Title: Re: Rule 30 automaton as hash function
Post by: jtimon on September 17, 2014, 07:02:10 PM

Quote from: Anders on September 17, 2014, 04:25:05 AM

The same problem will remain with R30. A hardfork like that would only buy some time. Soon the same situation can emerge for R30 as for SHA-256.

Well, the hope is that after losing millions or seeing other company losing millions, these people will realize that holding more than 30% of the hashing hardware is stupid and they stop doing it. I think they do it because they believe such a hardfork will never happen.

Quote from: Anders on September 17, 2014, 04:25:05 AM

I was thinking of R30 as a proof of work option in case a switch is needed. Just one candidate among many.

Sure, agreed.

Quote from: Anders on September 17, 2014, 04:25:05 AM

Or do you mean that SHA-256 has some particular property that makes it prone to centralization of mining power?

No, pows that are easy to make ASICs for like sha256d and R30 are GOOD to prevent manufacturing centralization because the barrier to entry is lower. Memory-hard functions will have less ASIC manufacturers.

Title: Re: Rule 30 automaton as hash function
Post by: Anders on September 17, 2014, 07:37:09 PM

Quote from: jtimon on September 17, 2014, 07:02:10 PM

Quote from: Anders on September 17, 2014, 04:25:05 AM

The same problem will remain with R30. A hardfork like that would only buy some time. Soon the same situation can emerge for R30 as for SHA-256.

Quote from: Anders on September 17, 2014, 04:25:05 AM

I was thinking of R30 as a proof of work option in case a switch is needed. Just one candidate among many.

Sure, agreed.

Quote from: Anders on September 17, 2014, 04:25:05 AM

Or do you mean that SHA-256 has some particular property that makes it prone to centralization of mining power?

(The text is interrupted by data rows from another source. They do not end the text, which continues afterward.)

PR #1078, opened 2021-05-18
Add linux aarch64 wheel support

### LINKED ISSUE #1077: Add support to release aarch64 wheels
Problem
---------
On aarch64, pip install pygit2 builds the wheels from source code and then install it. It requires user to have development environment installed on his system. also, it take some time to build the wheels than downloading and extracting the wheels from pypi.

Resolution
-----------
On aarch64, pip install pygit2 should download the wheels from pypi

@jdavid, Please let me know your interest on releasing aarch64 wheels. I can help in this.

odidev:
Added linux aarch64 wheel support.
Fixes #1077, @jdavid  Could you please review this PR?

### DIFF
--- a/.github/workflows/wheels.yml
+++ b/.github/workflows/wheels.yml
@@ -12,12 +12,19 @@ jobs:
   linux:
     name: Linux
     runs-on: ubuntu-20.04
+    strategy:
+      matrix:
+        arch: [x86_64, aarch64]
     steps:
     - name: Checkout pygit2
       uses: actions/checkout@v2
 
+    - name: Set up QEMU
+      if: ${{ matrix.arch == 'aarch64' }}
+      uses: docker/setup-qemu-action@v1
+
     - run: |
-        /bin/sh travis/build-all-manylinux-wheels.sh
+        /bin/sh travis/build-all-manylinux-wheels.sh ${{ matrix.arch }}
 
     - name: Save wheels
       uses: actions/upload-artifact@v2
--- a/travis/build-all-manylinux-wheels.sh
+++ b/travis/build-all-manylinux-wheels.sh
@@ -3,8 +3,14 @@
 set -x
 set -e
 
+ARCH=$1
+
 # Wait for docker pull to complete downloading container
-manylinux_image="ghcr.io/pyca/cryptography-manylinux2014:x86_64"
+if [ $ARCH = 'aarch64' ]; then
+  manylinux_image="ghcr.io/pyca/cryptography-manylinux2014_${ARCH}"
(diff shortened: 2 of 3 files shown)


.github/workflows/wheels.yml
```diff
@@ -12,12 +12,24 @@ jobs:
...
+      if: ${{ matrix.arch == 'aarch64' }}
+      uses: docker/setup-qemu-action@v1
+
+    - name: x86_64 wheels
+      if: ${{ matrix.arch == 'x86_64' }}
+      run: /bin/sh travis/build-all-manylinux-wheels.sh :x86_64
+
+    - name: aarch64 wheels
+      if: ${{ matrix.arch == 'aarch64' }}
+      run: /bin/sh travis/build-all-manylinux-wheels.sh _aarch64
```
jdavid, line 32: Please pass `matrix.arch` to `travis/build-all-manylinux-wheels.sh`, then the same step will work for both arches. The idea is to have as much logic as possible in the shell scripts, so they can be easily used from the command line, not just from CI.

For example, better to type:

```
$ sh travis/build-all-manylinux-wheels.sh aarch64
```

Than:

```
$ sh travis/build-all-manylinux-wheels.sh _aarch64
```

travis/build-all-manylinux-wheels.sh
```diff
@@ -3,8 +3,10 @@
 set -x
 set -e
 
+arch="${1}"
```
jdavid, line 6: Default to `x86_64`, so typing:

```
$ sh travis/build-all-manylinux-wheels.sh
```

Would produce the wheels for the x86_64 architecture.

Something like this may work:

```
ARCH="${1:-x86_64}"
```

jdavid (changes requested):

travis/build-all-manylinux-wheels.sh
```diff
@@ -3,8 +3,14 @@
 set -x
 set -e
 
+ARCH=$1
+
 # Wait for docker pull to complete downloading container
-manylinux_image="ghcr.io/pyca/cryptography-manylinux2014:x86_64"
+f [ $ARCH = 'aarch64' ]; then
```
jdavid, line 9: There's a typo here. It should be `if` not just `f`

jdavid (changes requested):

travis/build-all-manylinux-wheels.sh
odidev: Done.

jdavid:
Merged, thanks!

Ok, the switch from SHA-256 to another PoW algorithm would give the big mining pools a lesson and prevent future mining operations from getting too dominating. Could be, although it's not a guarantee. And, yes good point about that ASICs with lots of memory will lead to fewer manufacturers.

Title: Re: Rule 30 automaton as hash function
Post by: vinda on September 18, 2014, 08:19:50 AM

Quote from: Anders on July 17, 2014, 01:11:13 PM

interesting idea, looking for its completion.

Title: Re: Rule 30 automaton as hash function
Post by: Anders on September 18, 2014, 03:04:56 PM

Will PoW with R30 consume a lot of electricity? Yes, about the same as for SHA-256 I'm afraid. But it may actually be a justified use of energy. Even if a Proof of Stake (PoS) system could be safe enough and consume much less energy, the idea of PoS makes me think of concentration of power in the hands of a small number of people. That seems like a step backwards in human history to me. We should aim at decentralization, not only in terms of technology but also in terms of preventing power being concentrated into a small group of elite people.